Roald Ruill was gone, like a whisper of air, and Casey swore fervently, seeing his fee and a week's work going glimmering. The room was empty; Casey wondered if he were sleepwalking, if the whole thing had been a bizarre nightmare. No, for Amarga's portrait lay at his feet where Roald Ruill had thrown it. Casey raised his foot, ready to stamp through the useless, stupid, cheating face; then he jerked back his foot, so suddenly that he almost fell. He steadied himself on the easel, stooped, and tenderly picked up the portrait. He hunted up a piece of brown wrapping paper and a string, and twenty minutes later, went out into the street. The editorial offices of Vector Publications didn't close till six. He could just about make it.
* * * *
And everybody in the science fiction world knows the rest—the gorgeous six-color cover on the first issue of Eternity Science Fiction Novels, the story written around the cover by Theodore Sturgeon, the guest editorial on “The Nonhuman in Science Fiction Art.” The original painting, auctioned off at the science fiction convention, sold for two hundred dollars.

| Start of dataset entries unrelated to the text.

PR #5784, opened 2023-01-20
Drop KOKKOS_IMPL_WORKAROUND_INTEL_LLVM_DEFAULT_FLOATING_POINT_MODEL

masterleinad:
Part of #5780. There are more warnings than the ones covered by the guard in question and in my experience unit testing only really gives sensible results with `-fp-model=precise` anyway.

### DIFF
--- a/.github/workflows/continuous-integration-workflow.yml
+++ b/.github/workflows/continuous-integration-workflow.yml
@@ -12,6 +12,7 @@ jobs:
       matrix:
         distro: ['fedora:latest', 'fedora:rawhide', 'ubuntu:latest']
         cxx: ['g++', 'clang++']
+        cxx_extra_flags: ['']
         cmake_build_type: ['Release', 'Debug']
         backend: ['OPENMP']
         clang-tidy: ['']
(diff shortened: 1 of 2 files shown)


dalg24:
> Part of #5780. There are more warnings than the ones covered by the guard in question and in my experience unit testing only really gives sensible results with `-fp-model=precise` anyway.

Did you attempt to disable the other warnings rather than requiring a specific floating point model?

masterleinad:
> Did you attempt to disable the other warnings rather than requiring a specific floating point model?

Of course, you can just disable all the warnings but I still get failing tests on the testbeds if I don't use `-fp-model=precise`.

PhilMiller:
For some added context (not sure if you guys know it, but others may not), `icpx -fp-model=fast` (the default with higher optimization) is currently *way* more aggressive than `icpc -fp-model=fast`, to the point of just being ridiculously wrong. It sets attributes in the generated LLVM IR that assert the absolute absence of non-normal FP values (infinity, NaN, denormal), and the code is optimized accordingly. Hence, it will evaluate literal `isnan(NaN)` to `false`.

Word needs to get out to the various DOE users, but I think every code, or maybe Trilinos, just needs to be forcing `-fp-model=precise`. Kokkos is well-positioned to just do that, but it's really not the right place for it.

PhilMiller:
Ok, digging back in my email when I tried to file a bug report about this, the recommendation was to add `-fhonor-infinities -fhonor-nans`, rather than avoiding `-fp-model=fast` entirely.

I still think this is a compiler bug, but Intel's position seemed to be that since it's something LLVM does, they're washing their hands of responsibility for telling LLVM to act like this.

dalg24 (approved):

crtrott (approved):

No other of Casey's paintings ever won quite so much fame, though he sold steadily to the science fiction magazines after that, and twice won a Hugo as “Artist of the Year."
He was fairly well-satisfied with his modest success, though his family always wondered why he should waste his talents illustrating “escapist rubbish.” His nagging maiden aunt (she of the orange polka-dotted pajamas) once asked him point-blank:
“Why don't you paint something worth while, something to make a name for yourself? This here-today-and-gone-tomorrow stuff, it's only good for waste paper! These crackpot science fiction fans may call you the greatest, but fifty years from now, none of these cheap magazines will be around—and your name will be completely forgotten!"
“Hah,” said Casey—but only to himself, for he was almost always polite to old ladies, “that's what you think!"